If you see unusually high traffic on your website make an inconspicuous link from your homepage. Human users will not be able to view it, but bots will. You may also use robot.txt to block the link. Now, any bot that reaches the linked webpage despite the robot.txt file is unquestionably malicious. Begin gathering records of all visitors to the page and begin preventing bots.
To block all IP addresses, log in to your website’s cPanel and look for the IP blocking tools under the security-related menu.

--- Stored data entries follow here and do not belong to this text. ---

PR #38, opened 2018-12-04
add coverall in travis

voyager-dw:


.travis/run_unittest.sh
```diff
@@ -7,11 +7,4 @@ make test-cuda -j
...
-ginkgo -r
-
-echo "mode: atomic" > coverage.out
-for file in $(find . -name "*.coverprofile" ! \( -name "coverage.out"  -o -name "expr.coverprofile" \) ); do \
-    cat $file | grep -v "mode: atomic" | awk 's=index($0,"ares")+length("ares") { print "." substr($0, s)}' >> coverage.out ; \
-    #rm $file ; \
-done
-gocov convert coverage.out | gocov-xml > coverage.xml
\ No newline at end of file
+ginkgo -r -cover
```
lucafuji: we need to ignore query.expr as it's coverage is low and belongs to influx db.

voyager-dw: remove expr.coverprofile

What Else To Do To Prevent Ad Frauds?
There is no “one-size-fits-all” approach to ad fraud detection and prevention. Ad frauds employ a variety of approaches, requiring a variety of responses. The key to prevention is to ensure that you have safety measures in place to spot abnormal behavior as soon as possible. These include:
- Proactively hiring ad fraud detection firms that can assist publishers in combating the problem.
- Maintaining an ads.txt file.
- Hiring great copywriting services and keeping an eye out for copyright theft.
- Setting up custom alerts.
- Partnering with a trusted vendor.
- Inspecting third-party plugins and scripts, and
- Staying informed about ad fraud.
The issue of ad fraud is widespread. It is expected that ad fraud would cost advertisers and publishers approximately $100 billion by 2023. When it comes to ad fraud, whether you are an advertiser or a publisher, you should be proactive. You must remain conscious of the problem’s existence; else, its ignorance will cost you dearly.